● Assignment: Show all lines containing "move" from the data below.

● Input material:

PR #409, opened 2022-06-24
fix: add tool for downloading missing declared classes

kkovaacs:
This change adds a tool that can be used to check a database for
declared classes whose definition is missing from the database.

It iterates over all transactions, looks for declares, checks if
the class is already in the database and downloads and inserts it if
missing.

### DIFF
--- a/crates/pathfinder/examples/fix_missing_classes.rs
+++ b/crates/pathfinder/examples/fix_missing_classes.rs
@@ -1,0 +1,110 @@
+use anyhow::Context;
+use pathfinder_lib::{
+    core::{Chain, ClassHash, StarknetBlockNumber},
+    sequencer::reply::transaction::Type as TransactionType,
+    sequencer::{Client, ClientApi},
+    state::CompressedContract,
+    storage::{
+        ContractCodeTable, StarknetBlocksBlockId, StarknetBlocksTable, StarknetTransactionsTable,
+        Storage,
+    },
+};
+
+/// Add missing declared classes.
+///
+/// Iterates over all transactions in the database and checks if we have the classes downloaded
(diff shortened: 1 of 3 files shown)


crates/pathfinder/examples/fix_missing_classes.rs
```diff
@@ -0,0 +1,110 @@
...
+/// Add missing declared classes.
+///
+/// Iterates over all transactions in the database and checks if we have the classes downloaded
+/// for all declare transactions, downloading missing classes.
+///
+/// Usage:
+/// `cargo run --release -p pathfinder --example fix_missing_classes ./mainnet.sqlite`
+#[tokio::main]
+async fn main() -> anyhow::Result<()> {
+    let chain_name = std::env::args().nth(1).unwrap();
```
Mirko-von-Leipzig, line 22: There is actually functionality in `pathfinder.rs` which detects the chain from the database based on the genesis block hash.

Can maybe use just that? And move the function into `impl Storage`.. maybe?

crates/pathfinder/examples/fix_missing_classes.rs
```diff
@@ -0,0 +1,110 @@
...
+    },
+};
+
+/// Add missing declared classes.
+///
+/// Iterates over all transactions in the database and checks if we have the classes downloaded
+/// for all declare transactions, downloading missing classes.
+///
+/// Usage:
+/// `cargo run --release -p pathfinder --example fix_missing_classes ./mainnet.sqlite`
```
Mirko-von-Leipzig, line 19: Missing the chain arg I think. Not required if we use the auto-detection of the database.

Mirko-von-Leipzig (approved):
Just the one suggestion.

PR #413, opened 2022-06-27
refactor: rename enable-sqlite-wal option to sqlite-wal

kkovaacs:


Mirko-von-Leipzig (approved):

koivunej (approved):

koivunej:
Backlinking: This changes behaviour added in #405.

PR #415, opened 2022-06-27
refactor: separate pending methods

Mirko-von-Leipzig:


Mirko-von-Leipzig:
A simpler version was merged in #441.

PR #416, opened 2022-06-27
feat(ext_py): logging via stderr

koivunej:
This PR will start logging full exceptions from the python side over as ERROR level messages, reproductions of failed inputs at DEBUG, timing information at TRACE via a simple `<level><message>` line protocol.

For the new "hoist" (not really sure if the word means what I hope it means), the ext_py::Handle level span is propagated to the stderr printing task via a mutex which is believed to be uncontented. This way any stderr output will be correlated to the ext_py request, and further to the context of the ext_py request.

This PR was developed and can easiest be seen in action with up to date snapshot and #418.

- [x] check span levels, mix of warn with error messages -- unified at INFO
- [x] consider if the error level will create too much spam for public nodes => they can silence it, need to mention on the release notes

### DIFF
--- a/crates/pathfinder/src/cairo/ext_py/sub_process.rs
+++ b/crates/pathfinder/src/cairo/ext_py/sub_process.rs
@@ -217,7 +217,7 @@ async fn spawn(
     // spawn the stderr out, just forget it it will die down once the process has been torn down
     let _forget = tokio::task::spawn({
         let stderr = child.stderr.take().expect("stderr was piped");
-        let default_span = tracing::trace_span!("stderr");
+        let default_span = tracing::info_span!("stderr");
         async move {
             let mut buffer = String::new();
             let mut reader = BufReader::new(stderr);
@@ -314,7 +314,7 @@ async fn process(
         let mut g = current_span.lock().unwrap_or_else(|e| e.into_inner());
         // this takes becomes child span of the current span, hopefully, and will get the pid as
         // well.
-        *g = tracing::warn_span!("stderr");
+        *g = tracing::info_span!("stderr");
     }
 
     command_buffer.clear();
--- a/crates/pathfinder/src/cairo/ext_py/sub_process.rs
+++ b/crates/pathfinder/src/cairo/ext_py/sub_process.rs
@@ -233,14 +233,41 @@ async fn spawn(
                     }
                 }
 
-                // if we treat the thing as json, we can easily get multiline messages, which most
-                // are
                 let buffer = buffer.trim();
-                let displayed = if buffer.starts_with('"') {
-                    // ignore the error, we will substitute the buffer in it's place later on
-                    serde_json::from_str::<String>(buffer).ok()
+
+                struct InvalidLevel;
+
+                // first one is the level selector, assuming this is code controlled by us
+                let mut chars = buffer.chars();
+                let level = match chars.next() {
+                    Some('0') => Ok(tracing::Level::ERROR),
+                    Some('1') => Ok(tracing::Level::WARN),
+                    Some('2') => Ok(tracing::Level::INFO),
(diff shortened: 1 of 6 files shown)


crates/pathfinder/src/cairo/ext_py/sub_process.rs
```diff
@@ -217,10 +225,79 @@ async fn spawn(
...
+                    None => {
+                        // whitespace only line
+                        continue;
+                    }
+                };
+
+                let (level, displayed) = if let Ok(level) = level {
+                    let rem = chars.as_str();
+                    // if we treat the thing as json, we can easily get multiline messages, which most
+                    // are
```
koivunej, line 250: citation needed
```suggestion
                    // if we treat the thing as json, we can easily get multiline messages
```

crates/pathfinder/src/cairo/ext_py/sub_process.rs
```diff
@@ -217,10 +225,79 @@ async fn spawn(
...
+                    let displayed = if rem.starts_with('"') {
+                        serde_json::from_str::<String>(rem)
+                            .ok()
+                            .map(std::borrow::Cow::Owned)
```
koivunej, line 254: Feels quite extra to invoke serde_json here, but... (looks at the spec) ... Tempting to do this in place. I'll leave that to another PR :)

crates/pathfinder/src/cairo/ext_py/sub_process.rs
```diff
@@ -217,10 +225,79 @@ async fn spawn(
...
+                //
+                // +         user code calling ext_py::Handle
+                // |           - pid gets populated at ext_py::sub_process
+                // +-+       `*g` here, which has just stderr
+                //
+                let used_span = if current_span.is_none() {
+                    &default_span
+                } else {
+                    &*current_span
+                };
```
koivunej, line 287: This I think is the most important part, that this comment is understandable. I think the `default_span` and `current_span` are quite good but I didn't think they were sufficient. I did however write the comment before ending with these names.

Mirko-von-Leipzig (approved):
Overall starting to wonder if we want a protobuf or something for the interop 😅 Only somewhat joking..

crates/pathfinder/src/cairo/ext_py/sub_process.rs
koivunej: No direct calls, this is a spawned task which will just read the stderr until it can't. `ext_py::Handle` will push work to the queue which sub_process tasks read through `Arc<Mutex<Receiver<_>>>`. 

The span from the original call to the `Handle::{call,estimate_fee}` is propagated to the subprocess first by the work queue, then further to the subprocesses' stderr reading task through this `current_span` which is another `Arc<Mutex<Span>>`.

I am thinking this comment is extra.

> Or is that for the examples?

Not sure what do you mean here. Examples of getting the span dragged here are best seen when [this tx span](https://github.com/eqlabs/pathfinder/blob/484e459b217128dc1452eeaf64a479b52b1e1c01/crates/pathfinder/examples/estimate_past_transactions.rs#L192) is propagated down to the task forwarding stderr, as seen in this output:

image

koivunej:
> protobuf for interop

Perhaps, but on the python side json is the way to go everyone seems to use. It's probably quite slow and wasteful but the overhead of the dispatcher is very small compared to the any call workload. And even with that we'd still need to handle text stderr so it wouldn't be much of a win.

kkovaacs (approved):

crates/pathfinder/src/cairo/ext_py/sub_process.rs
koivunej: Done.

● Result of this task:
Can maybe use just that? And move the function into `impl Storage`.. maybe?
         async move {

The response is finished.